_GIVEN DATA_.
PR #3692, opened 2024-08-26
fix(ci): detect breaking ci by comparing with base branch instead of main

walldiss:
Refactor the action to:
- compare changes with target branch instead of main
- detect base branch changes to trigger ci
- don't apply kind:break! if breaking changes are detected, but there is label already
- apply kind:break! only if it is not present 

TODO: tokens need permissions to write to pull requests to allow this action to set up the label

### DIFF
--- a/share/p2p/shrexeds/pb/extended_data_square.proto
+++ b/share/p2p/shrexeds/pb/extended_data_square.proto
@@ -11,6 +11,7 @@ enum Status {
   INTERNAL = 3; // internal server error
 }
 
+FAKE BREAK
 message EDSResponse {
   Status status = 1;
 }


walldiss:
@MSevey could you please check the GitHub token access to ensure it has write privileges for pull requests?

.github/workflows/labels.yml
```diff
@@ -1,49 +1,83 @@
...
   pull_request:
-    types: [opened, labeled, unlabeled, synchronize]
+    types: [opened, labeled, unlabeled, synchronize, edited]
 
 concurrency:
   group: ${{ github.workflow }}-${{ github.head_ref || github.run_id }}
   cancel-in-progress: true
 
 jobs:
-  label:
```
MSevey, line 12: fwiw this is now blocking the PR as this was the name of the required CI. 
So you'll need to update the branch protection rules to merge this PR.

.github/workflows/labels.yml
```diff
@@ -1,49 +1,83 @@
...
+          BASE_BRANCH: ${{ github.event.pull_request.base.ref }}
+        continue-on-error: true  # This allows the job to continue even if breaking changes are detected
         run: |
-          git fetch origin main
+          echo "Base Branch: $BASE_BRANCH"
+          git fetch origin "$BASE_BRANCH"
           make detect-breaking
 
-      - name: Add label if breaking changes detected
+      - name: Check if 'kind:break!' label is already present
```
MSevey, line 59: This might be useful https://github.com/egmacke/action-check-label

.github/workflows/labels.yml
```diff
@@ -1,49 +1,83 @@
...
+          else
+            echo "label_exists=false" >> $GITHUB_ENV
+          fi
         env:
           GH_TOKEN: ${{ secrets.GITHUB_TOKEN }}
-          GH_REPO: ${{ github.repository }}
-          NUMBER: ${{ github.event.pull_request.number }}
-          LABELS: kind:break!
+
+      - name: Add 'kind:break!' label if breaking changes detected
```
MSevey, line 73: this might be useful https://github.com/marketplace/actions/actions-ecosystem-add-labels

walldiss: I've tried to use it, but it didn't work for some reason. Perhaps, you might want to contribute to this PR?

.github/workflows/labels.yml
```diff
@@ -1,49 +1,83 @@
...
         if: failure()
-        run: gh issue edit "$NUMBER" --add-label "$LABELS"
+        run: |
+          LABEL_EXISTS=$(gh pr view ${{ github.event.pull_request.number }} --json labels --jq '.labels | map(.name) | contains(["kind:break!"])')
+          echo "Label exists: $LABEL_EXISTS"
+          if [[ "$LABEL_EXISTS" == "true" ]]; then
+            echo "label_exists=true" >> $GITHUB_ENV
+          else
+            echo "label_exists=false" >> $GITHUB_ENV
+          fi
```
MSevey, line 69: Did this not work?
```suggestion
         echo "label_exists=${{ $LABEL_EXISTS }}" >> $GITHUB_ENV
```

_WHAT TO DO_. Show every line above in which the word "name" is found.

_FINISHED TASK_.
MSevey, line 12: fwiw this is now blocking the PR as this was the name of the required CI. 
-      - name: Add label if breaking changes detected
+      - name: Check if 'kind:break!' label is already present
+      - name: Add 'kind:break!' label if breaking changes detected
+          LABEL_EXISTS=$(gh pr view ${{ github.event.pull_request.number }} --json labels --jq '.labels | map(.name) | contains(["kind:break!"])')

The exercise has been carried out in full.